Waardenburg syndrome (WS) is a group of genetic conditions that may cause hearing loss and changes in the pigmentation of the hair, skin, and eyes.68 Children with WS often have extremely pale blue eyes or different colored eyes; in some cases, one eye may contain segments of two different colors. WS is also distinguished by a white forelock of hair or premature graying. There are five clinical subtypes of WS, each categorized by different physical characteristics. Types I and II are the most common and have similar features, with the exception of widely spaced eyes in those with type I. Limited evidence exists for a link between WS and cognitive impairment. One study reported delayed development or poor school performance in nine of 52 children with WS.69 WS is caused by mutations in the EDN3, MITF, PAX3, SNAI2, and SIX10 genes and is inherited in an autosomal dominant pattern.
Estimates of prevalence are one in every 42,000 births, with equal sex representation.70 Sensorineural hearing loss occurs in 35%–78% of children with type I WS and 55%–91% of children with type II WS.71,72 WS accounts for 2%–5% of all cases of congenital hearing loss.73 Approximately one in five children with WS has a hearing loss that warrants some type of amplification (see Table 1).74 When evaluating a child with WS for implantation, extensive radiologic screening should be conducted. Several studies have described structural abnormalities of the inner ear that may affect the surgical procedure, such as vestibular aqueduct dilatations and semicircular malformations.75–77
A review of the literature revealed nine articles that specifically studied cochlear implantation in deaf children with WS (see Table 2). Overall, the majority of studies found improved auditory performance and speech intelligibility. Three studies compared outcomes in implanted children with and without WS. Amirsalari et al compared six young deaf children with WS (mean age 26±15.8 months) and 75 deaf children without WS (mean age 54.5±14.8 months) 1 year following implantation.78 Age at implantation was 2.2 years for the WS group; however, these data were not reported for the control group. All of the children with WS demonstrated significant improvement in auditory perception and speech intelligibility from preimplantation to postimplantation. However, the WS group had lower speech intelligibility than the control group. In contrast, no differences were found on auditory performance. Note that the WS group was 2 years younger than the control group and it is unclear whether chronological age was controlled for in the analyses. In a second comparison study, a small group of WS children (n=5; mean age at implantation 30.6±9.7 months) were compared with 261 non-syndromic children (mean age at implantation 36.7±18.6 months) and no differences were found between groups with regard to measures of auditory perception or speech performance.79
In a sample of older children, Kontorinis et al compared outcomes in 25 deaf children with WS (mean age at implantation 5.9 years) with 50 children who had non-syndromic deafness (mean age at implantation not reported).75 No significant differences were found between groups 8 years postimplantation on measures of auditory perception. However, the authors reported that four of 25 deaf children with WS showed little progress following implantation.

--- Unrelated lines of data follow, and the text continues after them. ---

PR #85, opened 2021-05-17
Normalize composer

ghostwriter:
**[QA]**
* Normalize `composer.json` and/or update `composer.lock`
    - Restructure `composer.json` according to the underlying [JSON schema](https://getcomposer.org/schema.json).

The remaining six studies reported implantation outcomes without a control group.30,73,76,77,80–82 All but one study found improvements in speech and language skills following implantation. Additionally, Broomfield et al compared outcomes across 38 children with different causes of syndromic deafness, 10 of whom had WS. Significant variation was found between and within syndromic groups. Retrospective reviews, which collapsed across disabilities, included children with WS, but did not analyze their outcome data separately.32–34,57,83
In sum, this review indicates that deaf children with WS who are implanted develop similar auditory perception and speech intelligibility skills as those with typical sensorineural hearing loss.

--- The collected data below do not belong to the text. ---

PR #86, opened 2021-06-05
Support for PHP 8.1

derrabus:
|    Q          |   A
|-------------- | ------
| Documentation | no
| Bugfix        | yes
| BC Break      | no
| New Feature   | no
| RFC           | no
| QA            | no

### Description

PHP 8.1 will introduce a process to add return types to internal methods, see https://wiki.php.net/rfc/internal_method_return_types

This library extends various reflection classes and overrides public methods that are affected by this change. PHP 8.1 triggers deprecation warnings unless we declare that a future version of this library will add these return types as well. We can do so by adding the `ReturnTypeWillChange` attribute to those methods.

This PR suggests to do just that because adding the actual return types would break code that extends our classes. A potential version 5 of this library could then add the actual return types.

There is one problematic case though: `MethodReflection::getPrototype()`. That method as it is currently implemented will return an array or string, depending on a parameter passed to it. The parent method `ReflectionMethod::getPrototype()` however will return a `ReflectionMethod` instance.

My recommended course of action would be to introduce two new methods `getPrototypeAsString()` and `getPrototypeAsArray()` and deprecate calling `MethodReflection::getPrototype()` with the `PROTOTYPE_AS_ARRAY`/`PROTOTYPE_AS_STRING` parameter.

If you agree with that, I could work on a follow-up PR.

### DIFF
--- a/.github/workflows/phpunit.yml
+++ b/.github/workflows/phpunit.yml
@@ -19,6 +19,7 @@ jobs:
         php-version:
           - "7.4"
           - "8.0"
+          - "8.1"
         operating-system:
           - "ubuntu-latest"
 
--- a/test/Generator/ParameterGeneratorTest.php
+++ b/test/Generator/ParameterGeneratorTest.php
@@ -118,6 +118,7 @@ class ParameterGeneratorTest extends TestCase
 
     /**
      * @group 95
+     * @requires PHP < 8.1
      */
     public function testFromReflectionGetDefaultValueNotOptional()
     {
--- a/composer.json
+++ b/composer.json
@@ -9,7 +9,7 @@
     "homepage": "https://laminas.dev",
     "license": "BSD-3-Clause",
     "require": {
-        "php": "^7.4 || ~8.0.0"
+        "php": ">=7.4, <8.2"
     },
     "conflict": {
         "phpspec/prophecy": "<1.9.0"
@@ -19,7 +19,7 @@
         "doctrine/annotations": "^1.10.4",
         "laminas/laminas-coding-standard": "^2.3.0",
         "laminas/laminas-stdlib": "^3.3.0",
-        "phpunit/phpunit": "^9.4.2",
+        "phpunit/phpunit": "^9.5.9",
         "psalm/plugin-phpunit": "^0.14.0",
         "vimeo/psalm": "^4.3.1"
     },
--- a/composer.lock
+++ b/composer.lock
@@ -4,7 +4,7 @@
         "Read more about it at https://getcomposer.org/doc/01-basic-usage.md#installing-dependencies",
         "This file is @generated automatically"
     ],
-    "content-hash": "84d0d82a51f336472dea1684ccd19451",
+    "content-hash": "9f7eb64d978b595fb90e1b7faf8ed85f",
     "packages": [],
     "packages-dev": [
         {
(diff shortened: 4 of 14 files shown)


derrabus:
Thanks for approving the CI run. Two static analysis jobs are failing:

* The PHP CodeSniffer version used here apparently does not know how to handle attributes and complains about "Perl-style comments" and an unused import `ReturnTypeWillChange`.
* Psalm complains about an undefined class `ReturnTypeWillChange`. We could either suppress that error or add `symfony/polyfill-php81` to `require-dev` to make the class known.

Please advice how I may proceed.

Ocramius:
ReturnTypeWillChange could either be stubbed, or we can wait to run psalm
on 8.1 (after this summer, when the first RC are verifiable)

derrabus:
`symfony/polyfill-php81` contains a stub, so I've added that package.

Ocramius:
No, stubbed as in stubbed for psalm, not further deps (and complexity) for
runtime users.

A polyfill is absolutely to be avoided here.

Ocramius:
Nvm, I see it is require-dev: will probably still need to be extracted to a
standalone file 🤔

Ocramius:
Marking as blocked until we test also on `8.1.x` (later this year)

derrabus:
Sure, whenever you're ready.

derrabus:
I had to bump PHP for the PHP CodeSniffer job to 8.0 because it apparently does not understand attributes when run on PHP 7.4. 😢

.github/workflows/phpunit.yml
```diff
@@ -43,6 +44,12 @@ jobs:
           key: "php-${{ matrix.php-version }}-${{ matrix.dependencies }}"
           restore-keys: "php-${{ matrix.php-version }}-${{ matrix.dependencies }}"
 
+      - name: "Fake PHP version"
+        if: ${{ matrix.php-version == '8.1' }}
+        run: |
+          composer config platform.php 8.0.99
+          composer update --lock
```
derrabus: This hack can be removed as soon as all of our dependencies declare compatibility with PHP 8.1.

test/Generator/ParameterGeneratorTest.php
```diff
@@ -118,6 +118,7 @@ public function testFromReflectionGetDefaultValue()
 
     /**
      * @group 95
+     * @requires PHP < 8.1
```
derrabus, line 121: I'm skipping the test on PHP 8.1 because PHP has changed its behavior here.

See https://3v4l.org/BocvA/rfc#vgit.master Vs. https://3v4l.org/BocvA

derrabus (commented):
Hello again. I've updated the PR to include a green CI for PHP 8.1. Please let me know if I can do anything else to help.

derrabus:
Hello again. This PR is one of the last blockers for Symfony's PHP 8.1 CI. Before I implement workarounds into our CI to make it pass despite the deprecation warnings triggered by laminas-code, I'd like to ask if there's anything I can do to move this PR forward.

Ocramius:
We'll wait for the next PHP RC before moving forward.

Before PHP 8.1 compatibility is released, we need to add intersection types
too.

derrabus:
All right. Thanks for the heads-up.

.github/workflows/phpunit.yml
alexander-schranz: Prophecy seems to be released and so this should not longer be needed :)

alexander-schranz (commented):
Tested [sulu](https://github.com/sulu/sulu/pull/6208) with symfony 5.3 against this PR and did work. Thx for all working on this 👍

.github/workflows/phpunit.yml
derrabus: `laminas/laminas-coding-standard` would need to be bumped as well. But that should probably be done in a separate PR.

derrabus: #98

Ocramius: #98 merged - I think we need to upgrade some of the CI tooling, but this one can probably be merged as-is after a rebase

.github/workflows/coding-standards.yml
```diff
@@ -15,7 +15,7 @@ jobs:
         dependencies:
           - "locked"
         php-version:
-          - "7.4"
```
Ocramius: We should probably run CS checks on 7.4, unless there's a reason to run them on newer versions (some CS checks use the PHP version in the runtime, sometimes)

derrabus: There was a reason I had to bump back then, but maybe this has been resolved in the meantime. I'll have a look.

.github/workflows/phpunit.yml
derrabus: To remove this hack, #98 was actually enough. I've removed it after the rebase.

.github/workflows/coding-standards.yml
derrabus: Reverted

Ocramius (approved):
🚢 

Thanks @derrabus!

derrabus:
Thank you for the review & merge, @Ocramius!

racile:
https://github.com/symfony/symfony/issues/44285

Ocramius:
@racile see the related milestone: https://github.com/laminas/laminas-code/milestone/19

Likely done around end of year, I'd say, but no promises.

PR #87, opened 2021-06-05
Pass `0` instead of `null` to `preg_match()` `$flags`, since in PHP 8.1+ the signature may change

derrabus:
|    Q          |   A
|-------------- | ------
| Documentation | no
| Bugfix        | yes
| BC Break      | no
| New Feature   | no
| RFC           | no
| QA            | no

### Description

The `$flags` parameter of `preg_match()` should be an integer, but `DocBlockScanner` passes `null` when calling the method. PHP 8.1 will be stricter about that and trigger a deprecation warning. This PR proposes to pass `0` instead, which is the actual default value of that parameter.

### DIFF
--- a/src/Scanner/DocBlockScanner.php
+++ b/src/Scanner/DocBlockScanner.php
@@ -176,7 +176,7 @@ class DocBlockScanner
             }
             $currentChar = $stream[$streamIndex];
             $matches     = [];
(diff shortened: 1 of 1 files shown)


Ocramius:
LGTM, but beware that this library does not allow installation with 8.1
yet, so that will be a question for ~ october, when the first RC releases
can be verified

Ocramius (approved):

Ocramius:
Thanks @derrabus!

PR #88, opened 2021-06-17
Drop unused `laminas/laminas-eventmanager` dependency, remove replacement of `zendframework/zend-code`

Ocramius:
|    Q          |   A
|-------------- | ------
| Documentation | no
| Bugfix        | no
| BC Break      | no
| New Feature   | no
| RFC           | no
| QA            | no

### Description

Attention deficit/hyperactivity disorder
Attention deficit/hyperactivity disorder (ADHD) is a neurodevelopmental disorder characterized by a persistent pattern of inattention and/or hyperactivity-impulsivity that interferes with daily functioning.20 There are three primary classifications of ADHD predominantly inattentive presentation, which includes off-task behavior, lack of persistence, difficulty sustaining attention, and general disorganization; predominately hyperactive/impulsive presentation, which includes excessive motor activity, talkativeness, and impulsive behavior; and a combination of the above symptoms (inattentive and hyperactive behaviors). ADHD has a strong genetic component and is characterized by delayed development of the prefrontal cortex, which affects inhibition and self-regulation.84 It is also associated with significant academic and social impairment.20 Children with ADHD often experience cognitive difficulties, and perform poorly on tests of attention, executive functioning, memory, and processing speed.20 Baker et al found that children with DD were three times as likely to have an ADHD diagnosis than typically developing children.85
Population estimates indicate that ADHD occurs in approximately 5% of children and is more common in males than females (ratio 2:1; see Table 1).20 The Annual Survey of Deaf and Hard of Hearing Youth conducted by Gallaudet University reported similar prevalence rates of ADHD (3.4%–6.8%); however, several studies have reported higher rates of attention and impulsivity in children with hearing loss.4,14,86
Outcomes of implantation in children with ADHD were reported in six studies that aggregated disabilities. The majority of these studies found that these children benefitted from implantation. Cruz et al compared 12 children with ADHD with 157 children without additional disabilities.16 No significant differences were found in the rate of language growth preimplantation to 36 months postimplantation, suggesting children with ADHD develop language at a similar rate as typically developing children with CIs. Despite the improvements in language skills, these children evidenced increasing rates of externalizing behavior problems over time in comparison with children with CIs.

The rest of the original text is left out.